Top of Dataset records
PR #68, opened 2022-11-23
Complex support for Bessel functions I0(z), I1(z), J0(z), and J1(z)

heltonmc:
Here is a very rough draft of getting functionality in the entire complex plane for bessel functions of zero order (besselj0 and besseli0). I plan to start with the common functions (orders=0,1) for these functions. The good thing is when using complex numbers these have an easy relation to eachother so we can get both `besselj0` and `besseli0` with same algorithm....

Of course - polynomial approximation (using remez) is somewhat limited in the regime. So there's really two approaches that work well.
1. Asymptotic expansion works in entire complex plane ( for abs(z) > 20.0)
2. Power series works in entire complex plane (for abs(z) < 5.0) and if angle(z) < pi/5.0 but slowly converging..

That leaves a somewhat difficult area when 5.0 < abs(z) < 20.0. Though, if angle(z) < pi/5.0 we can use the power series with more terms and get good results. But if angle(z) > pi/5 the power series has large cancellation. I tried several different algorithms for this region but the challenge is that all the algorithms struggle close to the imaginary axis.

After some tinkering, I started using the recent AAA algorithm (https://www.chebfun.org/examples/approx/AAAApprox.html) which has some good results. Here is the relative error compared to Arb in the complex plane..

Screenshot from 2022-11-23 13-11-34

```julia
#this PR
julia> median(log10.(Float64.(abs.((1 .- b./a)))))
-15.653559774527022

julia> maximum(log10.(Float64.(abs.((1 .- b./a)))))
-13.368247642554348

#SpecialFunctions
julia> median(log10.(Float64.(abs.((1 .- s./a)))))
-15.643025367775405

julia> maximum(log10.(Float64.(abs.((1 .- s./a)))))
-12.90480864656037
```
So this actually has similar median errors and a noticeable better maximum error than SpecialFunctions.jl (which struggles on the imaginary axis).

Of course, near the boundaries of the rational approximation shows larger error. I'm still going to try and work this out a little bit more. Maybe break this up in two regions or consider a wider region with more points though it is still very accurate. Of course, the rational branch needs some optimization as it allocates when it doesn't have to.

But, of course I'm having to use matlab for this which is a pain. It is hard to get this working in higher precision and hard to test easily.... I'll continue trying to improve that region some more but probably only after the Thanksgiving.


heltonmc:
Also need to decide what to do with the Kelvin functions because once we have the complex versions of these they are also easily defined. Not sure why SpecialFunctions doesn't have these but maybe just have the user do this themselves?
```julia

function kelvinb0(z)
    be = besselj0(z*cispi(3/4))
    return real(be), imag(be)
end

```

Scipy has them defined https://docs.scipy.org/doc/scipy/reference/generated/scipy.special.bei.html#scipy.special.bei  as well as mpmath https://mpmath.org/doc/current/functions/bessel.html#kelvin-functions. It looks like there is a slightly different use of notation as scipy just gives you zero order...

heltonmc:
I've mostly fixed the rational approximations now. In the complex plane we should take advantage of the fact that the maximal errors on an enclosed surface will occur on the boundaries (max modulus principle). So we must only minimize errors on the enclosed boundaries. To reproduce the coefficients using chebfun.
```
a = 4.9; b = 20.1;
a2 = pi/1.92; b2 = pi/5.5;
N = 5000;
Z2 = [b .* exp(i * ((a2-b2).*rand(N, 1) + b2)); a .* exp(i * ((a2-b2).*rand(N, 1) + b2)); ((b-a).*rand(N, 1) + a) .* exp(i * a2); ((b-a).*rand(N, 1) + a) .* exp(i * b2)];
F2 = double(sqrt(vpa(Z2)) .* besseli(0, vpa(Z2)) ./ exp(vpa(Z2)));
[r, pol, res, zer, z, f, w, errcev, wt] = aaa(F2, Z2, 'degree', 23, 'tol', 1e-35);

a = 5.0; b = 20.0;
a2 = pi/2; b2 = pi/5;
Z = ((b-a).*rand(N, 1) + a) .* exp(i * ((b2-a2).*rand(N, 1) + a2));
F = sqrt(vpa(Z)) .* besseli(0, vpa(Z)) ./ exp(vpa(Z));
err = 1.0 - (reval(Z, z, f, w) ./ sqrt(Z) .* exp(Z)) ./ besseli(0, Z);

hold on
histogram(log10(abs(err)))
```
The coefficients will be `f, z, w` that are used in the script. The issue is that you don't get the same coefficients always and also I used a trick to scale the rational approximation by its asymptotic limit. This is necessary to get good errors. I've also used a boundary slightly larger than what we need.

The resulting relative errors look like (for `besseli0`)
Screenshot from 2022-11-29 11-25-03

and for `besselj0`
Screenshot from 2022-11-29 11-29-34

This has same median error as SpecialFunctions.jl and better maximal error as shown above.

## Benchmarks

The advantage of course is the benchmarks. There is three branches for this so let's benchmark them separately.
```
# power series small arguments
julia> @benchmark besseli0(x) setup=(x=rand() + rand()*im + 1.0 + 1.0im)
 Range (min … max):  24.276 ns … 40.733 ns  ┊ GC (min … max): 0.00% … 0.00%
 Time  (median):     24.599 ns              ┊ GC (median):    0.00%
 Time  (mean ± σ):   24.633 ns ±  0.443 ns  ┊ GC (mean ± σ):  0.00% ± 0.00%

                                        ▄██▅                   
  ▂▁▁▁▁▁▁▁▁▁▁▁▁▁▁▁▂▁▁▁▂▁▂▁▁▁▂▁▂▂▂▂▂▂▂▂▃▇████▇▄▃▂▂▂▂▂▂▂▂▂▂▂▂▂▂ ▃
  24.3 ns         Histogram: frequency by time        24.8 ns <

# asymptotic expansion large arguments
julia> @benchmark besseli0(x) setup=(x=rand() + rand()*im + 20.0 + 20.0im)
BenchmarkTools.Trial: 10000 samples with 966 evaluations.
 Range (min … max):  79.645 ns …  1.013 μs  ┊ GC (min … max): 0.00% … 0.00%
 Time  (median):     81.588 ns              ┊ GC (median):    0.00%
 Time  (mean ± σ):   90.100 ns ± 28.252 ns  ┊ GC (mean ± σ):  0.00% ± 0.00%

  ▆█▁                                                     ▁▂  ▁
  ██████▇▇█▇▆▆▆▅▄▅▅▄▅▂▃▅▃▂▄▃▄▅▆█▇▆▅▅▅▄▃▄▅▅▃█▅▄▃▄▅▃▆▆▄▄▄▅▇▇███ █
  79.6 ns      Histogram: log(frequency) by time       180 ns <

# complex rational approximation
julia> @benchmark besseli0(x) setup=(x=rand() + rand()*im + 6.0 + 8.0im)
BenchmarkTools.Trial: 10000 samples with 930 evaluations.
 Range (min … max):  107.923 ns … 228.156 ns  ┊ GC (min … max): 0.00% … 0.00%
 Time  (median):     109.424 ns               ┊ GC (median):    0.00%
 Time  (mean ± σ):   110.165 ns ±   6.535 ns  ┊ GC (mean ± σ):  0.00% ± 0.00%

   ▂▂▁▆█▇▇▇▆▄▁ ▁▁                                               ▂
  ▅███████████▇█████▇▇▅▅▄▅▄▄▅▄▃▄▃▃▁▃▁▃▄▃▄▃▃▁▃▁▁▃▁▁▁▄▁▁▁▃▁▃▁▁▃▁▃ █
  108 ns        Histogram: log(frequency) by time        122 ns <

# there's a sub branch using more terms in the power series
julia> @benchmark besseli0(x) setup=(x=rand() + rand()*im + 6.0 + 1.0im)
BenchmarkTools.Trial: 10000 samples with 990 evaluations.
 Range (min … max):  44.482 ns … 103.366 ns  ┊ GC (min … max): 0.00% … 0.00%
 Time  (median):     45.095 ns               ┊ GC (median):    0.00%
 Time  (mean ± σ):   45.605 ns ±   4.672 ns  ┊ GC (mean ± σ):  0.00% ± 0.00%

  ▂██▇                                                         ▂
  ████▇▃▁▅▁▆▇▆▆▆▄▄▅▃▃▄▅▄▄▄▅▄▅▆▆▆▆▆▅▄▄▅▆▄▄▄▄▅▅▁▄▄▁▄▃▃▅▄▃▄▁▄▃▁▄▃ █
  44.5 ns       Histogram: log(frequency) by time      58.1 ns <

```

Comparing to `SpecialFunctions.jl`
```
julia> @benchmark SpecialFunctions.besseli(0, x) setup=(x=rand() + rand()*im + 10.0 + 10.0im)
BenchmarkTools.Trial: 10000 samples with 131 evaluations.
 Range (min … max):  730.351 ns …  1.147 μs  ┊ GC (min … max): 0.00% … 0.00%
 Time  (median):     750.401 ns              ┊ GC (median):    0.00%
 Time  (mean ± σ):   752.536 ns ± 13.841 ns  ┊ GC (mean ± σ):  0.00% ± 0.00%

                  ▃█▆▂        ▁▂                                
  ▁▂▅█▇▄▂▂▂▂▁▁▂▄▇███████▇▆▄▃▄▇███▆▆▅▅▅▃▃▃▃▃▃▂▂▂▂▂▂▂▂▂▂▂▂▁▁▁▁▁▁ ▃
  730 ns          Histogram: frequency by time          786 ns <

julia> @benchmark SpecialFunctions.besseli(0, x) setup=(x=rand() + rand()*im + 25.0 + 15.0im)
BenchmarkTools.Trial: 10000 samples with 195 evaluations.
 Range (min … max):  514.185 ns …  1.245 μs  ┊ GC (min … max): 0.00% … 0.00%
 Time  (median):     540.728 ns              ┊ GC (median):    0.00%
 Time  (mean ± σ):   544.827 ns ± 54.831 ns  ┊ GC (mean ± σ):  0.00% ± 0.00%

     ▅█                                                         
  ▃▃▄██▃▂▂▂▂▂▂▂▂▂▁▂▂▂▁▁▂▂▁▁▂▁▂▁▂▁▁▁▁▁▂▁▁▂▁▁▂▂▂▂▂▁▂▂▁▁▂▁▂▁▂▁▁▂▂ ▂
  514 ns          Histogram: frequency by time          904 ns <

```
Bottom of Dataset records
### Instructions to follow
Scan the material above. Copy each line that holds the word "chebfun".

### Response area
After some tinkering, I started using the recent AAA algorithm (https://www.chebfun.org/examples/approx/AAAApprox.html) which has some good results. Here is the relative error compared to Arb in the complex plane..
I've mostly fixed the rational approximations now. In the complex plane we should take advantage of the fact that the maximal errors on an enclosed surface will occur on the boundaries (max modulus principle). So we must only minimize errors on the enclosed boundaries. To reproduce the coefficients using chebfun.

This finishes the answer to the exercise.